ZTE has received a temporary relief from the export curbs with a temporary general licence until June 30, during which its US suppliers can ship parts and other products to the company with no restrictions.
“As at the date of this announcement, the investigations are still in progress, and may result in criminal and civil liabilities under US laws,” Zhao said in a separate statement last night. “Further, the potential impact of the investigations and the potential legal liabilities on the results and financial position of the company and its subsidiaries cannot be fully assessed by the company at present.”
Nomura research analyst Huang Leping estimates that “US-made components accounted for between 10 and 15 per cent of ZTE’s total bill of materials last year”.
ZTE, mainland China’s largest listed telecommunications equipment manufacturer, yesterday reported a 22 per cent increase in net profit last year to 3.21 billion yuan (HK$3.84 billion).
The company attributed that result to strong 4G infrastructure, corporate network equipment and international smartphone sales, as well as a healthy portfolio of corporate information technology services and “smart city” public sector projects.
Total revenue rose 23 per cent to 100.19 billion yuan last year from 81.47 billion yuan in 2014.
The mainland accounted for 53 per cent of ZTE’s revenue last year as the domestic expansion of 4G mobile networks and fixed-line broadband infrastructure continued.
ZTE’s carriers networks business made up the bulk of its revenue, contributing 57.22 billion yuan. Its consumer business had 32.47 billion yuan in sales, while its government and corporate business took in 10.50 billion yuan.
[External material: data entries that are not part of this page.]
PR #39, opened 2024-04-02
resolve eslints for cleaner documentation palette

michaelglass:
starting point for better docs

tsdoc / jsdoc is there to allow generated docs + more readable code. 

this is one step towards more readable code.

### DIFF
--- a/packages/chat-core/src/index.ts
+++ b/packages/chat-core/src/index.ts
@@ -169,7 +169,7 @@ export interface ConversationHandler {
   sendWelcomeIntent: (context?: Context) => void;
   sendIntent: (intentId: string, context?: Context) => void;
   sendStructured: (request: StructuredRequest, context?: Context) => void;
-  subscribe: (subscriber: Subscriber) => void;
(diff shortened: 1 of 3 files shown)


packages/chat-core/src/index.ts
```diff
@@ -157,7 +157,7 @@ export interface ConversationHandler {
   sendWelcomeIntent: (context?: Context) => void;
   sendIntent: (intentId: string, context?: Context) => void;
   sendStructured: (request: StructuredRequest, context?: Context) => void;
-  subscribe: (subscriber: Subscriber) => void;
+  subscribe: (subscriber: Subscriber) => () => void;
```
peterszerzo, line 160: @michaelglass I don't understand how this is the correct type, the subscriber is already a function.

michaelglass: the subscribe function returns an unsubscribe function for that subscriber

peterszerzo: You're so right, thanks for straightening that out!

The company, however, still had to write off bad debts totalling 243.71 million yuan from 15 accounts of trade receivables, which it considered unrecoverable.
Zhao said there were plenty of opportunities this year from “the age of M-ICT, the mobile interconnection of all things” in an apparent attempt to craft a fancy new description for ZTE’s business direction.
“The sophistication of 4G technologies has provided a tremendous boost to users’ demand for smart mobile terminals and all types of mobile applications which has in turn driven investment requirements in the telecommunications industry,” Zhao said.
Preparing for future growth, Shenzhen-based ZTE has budgeted expenditure totalling about US$220 million worldwide on developing 5G and other advanced mobile communications technologies from this year to 2018.
The company has also proposed to apply for a huge amount of credit facilities to support its expansion initiatives. These included 69.2 billion yuan from eight domestic banks and foreign currency totalling US$7.23 billion from four other banks.